AUSTIN, Ind. (WISH) – A city thrust into the difficult task of controlling an HIV epidemic is using Dec. 1, 2015 as a turning point in that fight.
World AIDS Day is recognized on that date, and the city of Austin joined in on that honor. The special day has been recognized for 27 years. It raises awareness on the deadly disease and the virus that causes it, HIV.
Austin, Indiana joined in that recognition not just to honor the lives the disease has claimed, but take a stand in stopping it. The event, which featured a vigil and march, was organized by the AIDS Healthcare Foundation (AHF) and Foundations Family Medicine.
State Rep. Terry Goodin was a guest speaker. He opened by saying that if you had told him a year ago he’d be speaking at a World AIDS Day event, he would have thought he’d been in Indianapolis or Louisville.
The HIV epidemic undoubtedly scared the people of Scott County, but their journey to stop it has left them proud.
The candles in their hands didn’t just brighten the night, they shined through the darkness that has covered their town for several months.
“Let me tell you folks, HIV and AIDS can happen to anyone, any race and any walk of life,” said Rep. Goodin.
It happened in Scott County, where an HIV epidemic fueled by drug abuse and needle sharing infected more than 180 people.
“What was once thought to be a disease that impacted only the cities, we found out very harshly that that’s not the case,” he said.
But something the area also learned was where to find help and how to help itself.
HIV testing was encouraged and still continues thanks to mobile testing unit run out of a large van.
Two months ago, the Centers for Disease Control researchers gathered information from 100 people who used the controversial needle exchange program from April 6 to June 6. They said the number of people who admitted to sharing needles dropped by 85 percent.

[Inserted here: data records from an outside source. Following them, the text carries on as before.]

PR #1631, opened 2021-11-18
Migrate attach max synthetic during and after VM provision.

LiliDeng:
See commit message for details.

### DIFF
--- a/lisa/nic.py
+++ b/lisa/nic.py
@@ -10,7 +10,7 @@ from assertpy import assert_that
 
 from lisa import Node
 from lisa.tools import Echo
-from lisa.util import InitializableMixin, LisaException
+from lisa.util import InitializableMixin, LisaException, get_matched_str
 
 
 class NicInfo:
@@ -119,6 +119,8 @@ class Nics(InitializableMixin):
         )
     )
 
+    _file_not_exist = re.compile(r"No such file or directory", re.MULTILINE)
+
     def __init__(self, node: Node):
         super().__init__()
         self._node = node
@@ -143,7 +145,7 @@ class Nics(InitializableMixin):
         return [x.upper for x in self.nics.values() if not x.lower]
 
     def get_upper_nics(self) -> List[str]:
-        return [x.upper for x in self.nics.values() if x.lower]
+        return [x.upper for x in self.nics.values()]
 
     def get_lower_nics(self) -> List[str]:
         return [x.lower for x in self.nics.values() if x.lower]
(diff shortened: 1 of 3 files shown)


lisa/nic.py
```diff
@@ -143,7 +145,7 @@ def get_unpaired_devices(self) -> List[str]:
         return [x.upper for x in self.nics.values() if not x.lower]
 
     def get_upper_nics(self) -> List[str]:
-        return [x.upper for x in self.nics.values() if x.lower]
+        return [x.upper for x in self.nics.values()]
```
squirrelsc, line 148: Please check with Matthew, if it's a breaking change.

lisa/nic.py
```diff
@@ -119,6 +119,8 @@ class Nics(InitializableMixin):
         )
     )
 
+    __file_not_exist = re.compile(r".*No such file or directory", re.MULTILINE)
```
squirrelsc: This class is not a super class of others. So one underscore is enough to mark private variables.

squirrelsc: The leading ".*" should be able to remove, it doesn't affect in this pattern.

lisa/nic.py
```diff
@@ -235,22 +237,23 @@ def _get_node_nic_info(self) -> None:
...
-                raise LisaException(
-                    "Could not locate default network interface"
-                    f" in output:\n{result.stdout}"
-                )
-            upper_nic, lower_nic, pci_slot = match.groups()
-            nic_info = NicInfo(upper_nic, lower_nic, pci_slot)
-            self.append(nic_info)
+        result = self._node.execute(nic_info_fetch_cmd, shell=True)
+        if self.__file_not_exist.match(result.stdout):
+            self._node.log.debug(f"There is no VF on node {self._node.name}.")
```
squirrelsc: Do we need this log line? It looks not provide many information.

lisa/nic.py
```diff
@@ -235,22 +237,23 @@ def _get_node_nic_info(self) -> None:
         # use sysfs to gather upper/lower nic pairings and pci slot info
         nic_info_fetch_cmd = "ls -la /sys/class/net/*/lower*/device"
         self._node.log.info(f"Gathering NIC information on {self._node.name}.")
```
squirrelsc: Change this line to debug level.

lisa/nic.py
sharsonia: no this shouldn't be a breaking change. We need to remove this coupling if we want to use this class as generic class for both Synthetic and Sriov nic.
Upper nic can be the synthetic nic and might not be paired with a lower nic if AN is not enabled.

lisa/nic.py
LiliDeng: update for both comments

lisa/nic.py
LiliDeng: removed

lisa/nic.py
LiliDeng: changed it into debug level

squirrelsc (approved):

“We came from a time when we knew nothing and now people are getting educated and they’re getting help,” said resident Debbie Mullins
Mullins and others said much of that education and help is thanks to the AHF, and they say with the foundation’s continued support and the heightened awareness people now have, preventing the loss of life, not just honoring it, has the upper hand.
“As the year gets close to ending here I don’t know what we would be doing if it wasn’t for the people that’s came to the aid of Austin and really come in to assist us in our many, many needs,” said Douglas Campbell, Austin’s mayor.

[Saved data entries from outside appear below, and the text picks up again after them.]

PR #1632, opened 2021-11-18
[LISAv3] Adding lis_version_check test case

isaiahduncan:


microsoft/testsuites/lis/lissuite.py
```diff
@@ -0,0 +1,98 @@
...
+
+
+@TestSuiteMetadata(
+    area="lis",
+    category="functional",
+    description="""
+    ##################################
+    """,
+)
+class lis(TestSuite):  # noqa
```
squirrelsc: Lis

microsoft/testsuites/lis/lissuite.py
```diff
@@ -0,0 +1,98 @@
...
+    @TestCaseMetadata(
+        description="""
+            #################
+        """,
+        priority=1,
+    )
+    def verify_lis_driver_version(self, node: Node) -> None:
+        wget_tool = node.tools[Wget]
+        rpm_status = node.execute(
```
squirrelsc: Add operating system as a requirement.

microsoft/testsuites/lis/lissuite.py
```diff
@@ -0,0 +1,98 @@
...
+            '| grep "microsoft-hyper-v"'
+        ).exit_code
+
+        if rpm_status != 0:
+            raise SkippedException("No LIS RPM's are detected. Skipping test.")
+        version = node.execute(
+            """modinfo "hv_vmbus" | grep version: | head -1 | awk '{print $2}'"""
+        ).stdout
+
+        for i in range(5, 8):
```
squirrelsc, line 64: Add comments to explain the purpose, it's not easy to get.

microsoft/testsuites/lis/lissuite.py
```diff
@@ -0,0 +1,98 @@
...
+
+            assert_that(check_res and check_hex_res).described_as(
+                f"The result of _check_lis_version() was {check_res}. "
+                f"The result of _check_lis_version_hex() was {check_hex_res}."
+            ).is_equal_to(True)
+        pass
+
+    # returns true if version and source_version are the same
+    def _check_lis_version(self, node: Node, version: str, source_version: str) -> bool:
+        self.__log.debug("Detected modinfo version is {version}")
```
squirrelsc: Don't use the `self.__log`. It's for test suite. Use the log from test method, like other test cases.

microsoft/testsuites/lis/lissuite.py
squirrelsc: It looks downloaded some header files, and check if it's consistent with system. What's the logic is validating?

isaiahduncan: It downloads header files based on the LIS version and compares the installed LIS version to the expected one which is found in the header files.

microsoft/testsuites/lis/lissuite.py
```diff
@@ -0,0 +1,109 @@
...
+        description="""
+            #################
+        """,
+        priority=1,
+    )
+    def verify_lis_driver_version(self, node: Node, log: Logger) -> None:
+        wget_tool = node.tools[Wget]
+        node.tools[LisDriver]
+
+        # Checking for RMP
```
LiliDeng: what is RMP?

microsoft/testsuites/lis/lissuite.py
```diff
@@ -0,0 +1,109 @@
...
+        rpm_status = node.execute(
+            'rpm -qa | grep "kmod-microsoft-hyper-v" && rpm -qa '
+            '| grep "microsoft-hyper-v"'
+        ).exit_code
+        if rpm_status != 0:
+            raise SkippedException("No LIS RPM's are detected. Skipping test.")
+
+        # Capturing LIS version from the node
+        version = node.execute(
+            """modinfo "hv_vmbus" | grep version: | head -1 | awk '{print $2}'""",
```
LiliDeng: use modinfo tool to get version

lisa/tools/reboot.py
```diff
@@ -27,7 +27,7 @@ def _who_last(who: Who) -> datetime:
 class Reboot(Tool):
     def _initialize(self, *args: Any, **kwargs: Any) -> None:
         # timeout to wait
-        self.time_out: int = 300
+        self.time_out: int = 360
```
squirrelsc: Did you find it's not enough? If it's not enough sometimes. We can consider to use a variable in reboot method, so it can be set when reboot. The default value keeps 5 minutes, because many smoke test case will rely on the timeout value. the extended time will extend the whole smoke test a lot.

microsoft/testsuites/lis/lissuite.py
```diff
@@ -0,0 +1,109 @@
...
+            wget_tool.get(
+                "https://raw.githubusercontent.com/LIS/lis-next/"
+                f"{version}/hv-rhel{i}.x/hv/include/linux/hv_compat.h",
+                filename="hv_compat.h",
+                file_path="./",
+            )
+
+            # Capturing the LIS version from the source code
+            source_version = node.execute(
+                """grep 'define HV_DRV_VERSION' hv_compat.h|cut -d '"' -f 2""",
```
squirrelsc: if the file content is not long (no more than 200 lines). cat the content to Python, and use the regexp to parse it. If it's too long, use grep to filter out, and also use python to parse the line.

microsoft/testsuites/lis/lissuite.py
squirrelsc: ok, add comments in code to explain the logic.

lisa/tools/reboot.py
isaiahduncan: I can make a seperate commit to add that functionality

microsoft/testsuites/lis/lissuite.py
isaiahduncan: I'm having trouble getting the modinfo tool to print out the lis version. This is the command i'm using: `
print("get ver: ", modinfo_tool.get_version("hv_vmbus"))`
and this is the output i'm getting: 
`2021-11-30 16:16:17.096[14604][INFO] lisa.stdout get ver:  `

microsoft/testsuites/lis/lissuite.py
isaiahduncan: *RPM. I corrected it

microsoft/testsuites/lis/lissuite.py
isaiahduncan: It's more than 200 lines

microsoft/testsuites/lis/lissuite.py
squirrelsc: What's the raw output? You can check the code, and modify the regexp to include the new format. Don't forget to add the new format in comment examples.

microsoft/testsuites/lis/lissuite.py
squirrelsc: So, use the grep to get this line printed only, and parse it in Python.

squirrelsc: you can add a new method in `Cat` called `read_with_filter`. It integrates the cat and grep in one line.

lisa/node.py
```diff
@@ -164,6 +164,9 @@ def create(
     def reboot(self) -> None:
         self.tools[Reboot].reboot()
 
+    def specific_timeout_reboot(self, time_out: int) -> None:
```
squirrelsc: It doesn't need to create another method, add an argument with default value like below.

```python
def reboot(self, timeout: int = 300) -> None:

```

microsoft/testsuites/lis/lissuite.py
isaiahduncan: I put the requirement on the test suite instead of the test case. Is that ok?

microsoft/testsuites/lis/lissuite.py
isaiahduncan: The raw output usually doesn't print out the LIS version. I've only seen one run where it actually printed out the LIS version. This is a snippet from a recent run: 
`2021-11-30 20:20:02.601[9792][DEBUG] lisa.env[generated_0].node[0].tool[modinfo] loaded cached result for command: [modinfo hv_vmbus]
2021-11-30 20:20:02.601[9792][INFO] lisa.stdout info:  filename:       /lib/modules/3.10.0-862.11.6.el7.x86_64/kernel/drivers/hv/hv_vmbus.ko.xz
2021-11-30 20:20:02.605[9792][INFO] lisa.stdout license:        GPL
2021-11-30 20:20:02.606[9792][INFO] lisa.stdout retpoline:      Y
2021-11-30 20:20:02.606[9792][INFO] lisa.stdout rhelversion:    7.5
2021-11-30 20:20:02.607[9792][INFO] lisa.stdout srcversion:     FDEC375DD4661BC80D39F62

24-Hour News 8 talked to an AHF rep off camera. He said the foundation does outreach work in more than 30 countries around the world.
But he says there were several lessons learned fighting the epidemic in Scott County. He it made AHF put a higher focus on rural America. He said the organization also created a task force to research the connection between opiate drug abuse and the spread of HIV.
Lastly, he pointed to the mobile HIV testing unit as a useful prevention tool, especially in smaller communities.